Here’s an interesting contrast to how the federal government has changed during the past century: Many Americans have expressed chagrin over Washington recently lending General Motors and Chrysler billions of dollars to help keep the automakers afloat. By comparison, a century ago the feds effectively brought the locomotive-manufacturing industry to its knees with heavy-handed legislation that ultimately cost thousands their jobs and did significant permanent damage to the US economy.
While the recent bailouts of GM and Chrysler are relatively fresh in most people’s minds, what happened in the first decade of the 20th century is obscure history to most. But it’s no less instructive in how government has the power to giveth and the power to taketh away.
A bit of background: The manufacture of steam locomotives was in its heyday during the period from 1898-1907.
Baldwin Locomotive Works, the nation’s pre-eminent locomotive maker, built nearly 16,900 engines during that 10-year period alone, not bad for a company that started with production of a single locomotive in 1831 at the dawn of the railroad age.
By 1907, Baldwin was one of the largest manufacturing operations in the world, with 18,000 employees turning out seven locomotives a day, some weighing more than 300,000 pounds.
But the beginning of the end for Baldwin had already taken place, due in no small part to government interference.
One the key blows to Baldwin and the railroad industry as a whole was the Hepburn Act, which was passed in 1906. Trust busting President Teddy Roosevelt directed the passage of the act, which revitalized the Interstate Commerce Commission and authorized greater governmental authority over railroads.

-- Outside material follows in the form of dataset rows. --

PR #3295, opened 2021-07-23
Waiting for button actions to complete mutations.

revanth0212:
## Description

Fix cypress button actions. This might not solve the issue if the network requests take even longer but it at least adds some time before mutations circle back to the browser.

AdHoc change.

## Related Issue

Closes [PWA-1914].

## Acceptance

Cypress tests should not fail.

### Verification Stakeholders

@supernova-at 

## Verification Steps

Run cypress tests, especially the wishlist ones. Nothing should fail.

## Checklist

### Resolved issues:
1. [x] resolves magento/pwa-studio#3296: Waiting for button actions to complete mutations.

### DIFF
--- a/CHANGELOG.md
+++ b/CHANGELOG.md
@@ -115,9 +115,9 @@ For example, filter options can be neatly collapsed and the product listing is a
 
 #### Pull Requests
 
-| Description                                                        | PR        |
-| ------------------------------------------------------------------ | --------- |
-| Optimized the layered navigation feature for the desktop           | [#3137][] |
+| Description                                              | PR        |
+| -------------------------------------------------------- | --------- |
+| Optimized the layered navigation feature for the desktop | [#3137][] |
 
 [#3137]: https://github.com/magento/pwa-studio/pull/3137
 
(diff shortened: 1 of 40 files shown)


supernova-at:
@magento create issue from PR

tjwiebell (changes requested):
Explicit waits like this are an anti-pattern in any testing framework, and should be avoided if possible. From my brief dive into Cypress, the better way to do this would be to alias the long running mutations and wait on those aliases. This is identical behavior to what we do in integration tests, but if you don't provide a mocked response, it's considered a spy of the actual request, and it will wait until it comes back.

I've had numerous runs where the createAccount mutation take awhile and tests fail immediately near the first step. With this little change in the [Cypress docs](https://docs.cypress.io/guides/references/best-practices#Unnecessary-Waiting), it's now behaving much better, regardless of what slowness might be occurring on the backend at the time of execution.

```js
cy.intercept('POST', '/graphql', req => {
    if (
        req.body.hasOwnProperty('query') &&
        req.body.query.includes('mutation')
    ) {
        req.alias = 'gqlMutation';
    }
});

cy.createAccount(
    accountAccessFixtures.firstName,
    lastName,
    accountEmail,
    accountPassword
);

cy.wait('@gqlMutation');

assertCreateAccount(firstName);
```

revanth0212:
> Explicit waits like this are an anti-pattern in any testing framework, and should be avoided if possible. From my brief dive into Cypress, the better way to do this would be to alias the long running mutations and wait on those aliases. This is identical behavior to what we do in integration tests, but if you don't provide a mocked response, it's considered a spy of the actual request, and it will wait until it comes back.

You are absolutely right @tjwiebell, explicit waits are not perfect. They solve the problem till the delay doesn't cross the wait. Also, it will be delaying the test if the network resolves immediately. 

> I've had numerous runs where the createAccount mutation take awhile and tests fail immediately near the first step. With this little change in the [Cypress docs](https://docs.cypress.io/guides/references/best-practices#Unnecessary-Waiting), it's now behaving much better, regardless of what slowness might be occurring on the backend at the time of execution.

We use this behavior in mocked Cypress tests in our codebase. Dint realize we can use this without mocking as well. Nice work, ill update the tests with this pattern soon. Thanks buddy.

mikhaelbois:
@tjwiebell @revanth0212 
I've updated the code with what was discussed by adding the utils suggested here: https://docs.cypress.io/guides/testing-strategies/working-with-graphql#Alias-multiple-queries-or-mutations
I had to use a timeout option since most of the mutations takes a certain amount of time to finish when the tests are executed.
Let me know what you think!

mikhaelbois:
PR can be closed in favor of https://github.com/magento/pwa-studio/pull/3343.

The Hepburn Act, which didn’t pick up steam until midway through 1907, gave the ICC the power to set maximum railroad rates.
The most important provision gave the ICC the power to replace existing rates with “just-and-reasonable” maximum rates, with the ICC to define what was just and reasonable. The Act made ICC orders binding, so railroads had to either obey or contest the ICC orders in federal court.
The limitation on railroad rates depreciated the value of railroad securities, a factor in causing the Panic of 1907.
What it meant to Baldwin was that railroad carriers stopped ordering new locomotives. Once the effects of the Hepburn Act began to felt, orders fell precipitously, from 2,655 in 1907, to just 617 the next year. Baldwin cut its workforce from 18,500 in 1907 to 4,600 in 1908, nearly all in the Philadelphia area.
The problem with the ICC’s actions, beyond the fact that it was interfering with private business, was that it continued to reject carriers’ request for rate increases, even while railway traffic increased. Increased traffic meant an increased need for not only more infrastructure and rolling stock, but also engines.
Without revenue from needed rates increases, railroad companies were hindered when it came time to purchase capital-intensive locomotives, and Baldwin felt the pinch.
“Comparing 1910 with the flush times of 1907, railway traffic had increased by 10 percent while earnings had actually declined. But the regulators were unmoved,” John K. Smith writes in his seminal work, The Baldwin Locomotive Works, 1831-1915. “The ICC rejected requests renewed requests for rate relief in 1914 and again in 1915.
“By that time the carriers were confronting a grim financial situation. Profit margins steadily declined between 1907 and 1914, although railway traffic increased by almost 25 percent over the same period. The lines face record demands for transportation services, but without adequate profits they could not modernize their systems to meet that demand efficiently,” Smith writes.
In 1907, Smith adds, the nation’s railroads stood on a pinnacle of profits and achievement, but by 1917 these same companies were so broken down that the federal government had to nationalize the system as an emergency measure during World War I.
In the five years before the impact of the ICC’s actions began to be felt, Baldwin produced more than 11,000 locomotives; in the five years after, it manufactured just over 6,500, a drop of 41 percent.
While Baldwin did enjoy a brief resurgence during the Great War as it contributed to the Allied effort, the glory days of 1898-1907, or of other periods in the second half of the 19th century were never to be repeated.
Certainly, the fault wasn’t all the government’s. Baldwin’s inability to produce a winning diesel locomotive design once the railroad industry was ready to move to that technology following the Great Depression hurt the company greatly, for example.
But it’s hard not to imagine that had the “trust busters” not stuck their noses into the private businesses of the railroads and dictated just how much profit private companies were entitled to make, companies like Baldwin might have been able to better adapt to changing times and technology.